The Crowd Network Idea¶
Seidr
is a product of an idea presented in the DREAM 5 network challenge
[Marbach2012]. In it, the authors show that gene regulatory network
inference algorithms tend to suffer from biases towards specific interaction patters.
They suggested a way to get around this by creating an aggregate of all the
methods used in the study: a crowd network.
While the paper is widely cited, there is little software that attempts to
integrate the findings. Seidr
is an attempt to create a toolbox that
simplifies the laborious effort of creating crowd networks.
The basic pipeline¶
A typical run of seidr
has three steps:
- Infer: In the inference step, independent gene-gene networks are created by a multitude of algorithms.

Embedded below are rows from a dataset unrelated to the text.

PR #767, opened 2021-10-19
Build OpenSearch on Windows

dblock:
### Description

Fixes tests on Windows:
 
1. Use `os.path.join` vs. concatenating string paths or paths with a `/` separator.
2. Git on windows writes read-only files that cannot be unlinked, use workaround in https://stackoverflow.com/questions/1213706/what-user-do-python-scripts-run-as-in-windows.
3. Fixup load paths in `tests/tests_build_workflow`.
4. Make OpenSearch-min build script work on Windows.

### Issues Resolved

On top of #772. 

Part of #33. 

With this PR and fixes in https://github.com/opensearch-project/OpenSearch/pull/1412 you can successfully build OpenSearch 2.0.0 min with the following manifest.

```
build:
  name: OpenSearch
  version: 2.0.0
components:
  - name: OpenSearch
    repository: https://github.com/dblock/OpenSearch.git
    ref: "fix-windows-build"
    checks:
      - gradle:publish
      - gradle:properties:version
schema-version: '1.0'
```
  
```
$ ./build.sh manifests/2.0.0/opensearch-2.0.0.yml --snapshot

$ find artifacts/dist/
artifacts/dist/
artifacts/dist/opensearch-min-2.0.0-SNAPSHOT-windows-x64.zip
```

### Check List
- [x] Commits are signed per the DCO using --signoff 

By submitting this pull request, I confirm that my contribution is made under the terms of the Apache 2.0 license.
For more information on following Developer Certificate of Origin and signing off your commits, please check [here](https://github.com/opensearch-project/OpenSearch/blob/main/CONTRIBUTING.md#developer-certificate-of-origin).

PR #768, opened 2021-10-20
Align configurations of black and isort.

dblock:

### Description

Adds a pyproject.toml with black and isort configurations aligned, and on the same line length as flake8. With this change one does not attempt to auto-correct the other. Ran the auto-formatter on all of the source once which is all the other changes.
  
Extracted from https://github.com/opensearch-project/opensearch-build/pull/767.

### Check List

### DIFF
--- a/pyproject.toml
+++ b/pyproject.toml
@@ -1,0 +1,7 @@
+[tool.black]
+line-length = 160
+target-version = ['py37']
+
+[tool.isort]
+profile = "black"
+line_length = 160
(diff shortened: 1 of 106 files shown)


pyproject.toml
```diff
@@ -0,0 +1,7 @@
+[tool.black]
+line-length = 160
+target-version = ['py37']
+
+[tool.isort]
+profile = "black"
+line_length = 160
```
gaiksaya, line 7: What is the difference between line 7 and line 2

- Import: In order to merge these networks, they are first sorted and ranked. To achieve this
seidr
uses its own file format: SeidrFiles (see SeidrFiles). - Aggregate: Once all methods are ready,
seidr
can aggregate them to a crowd network.
In principle, any network can be input into seidr
, as long as it was constructed
under similar assumptions as all other networks. For example, it would be a bad idea
to take a subset of genes and create a network, which is then aggregated with another
subset using different genes. Seidr
provides a number of algorithms as native
applications written in C++:
Name | Published | Type | Orig. Lang. | Seidr Lang. | Orig. Parallel | Seidr Parallel |
---|---|---|---|---|---|---|
ANOVERENCE | [Kueffner2012] | ANOVA | C++ | C++ | No | No |
ARACNE | [Margolin2006] | MI + DPI | C++ | C++ | Yes | Yes |
CLR | [Faith2007] [Daub2004] | MI + CLR | MATLAB / C / C++ | C++ | No | Yes |
Elastic Net ensemble | [Ruyssinck2014] | Elastic Net Regression | R (glmnet) | C++ (glmnet) | No | Yes |
GENIE3 | [Huynh-Thu2010] | Random Forest Regression | R (randomForest) | C++ (ranger) | No | Yes |
NARROMI | [Zhang2013] | MI + Linear Programming | MATLAB | C++ (glpk) | No | Yes |
Partial Correlation | [Schafer2005] | Correlation | R | C++ | No | No |
Pearson Correlation | NA | Correlation | NA | C++ | No | No |
PLSNET | [Guo2016] | PLS | MATLAB | C++ | No | Yes |
Spearman Correlation | NA | Correlation | NA | C++ | No | No |
SVM ensemble | [Ruyssinck2014] | SVM regression | R (libsvm) / C | C++ (libsvm or liblinear) | No | Yes |
TIGRESS | [Haury2012] | LASSO Regression | MATLAB / R | C++ (glmnet) | No | Yes |
Downstream¶
Once you have a network, you probably want to explore it. To that end we provide some utilities to investigate the networks and to prepare them for input into other software.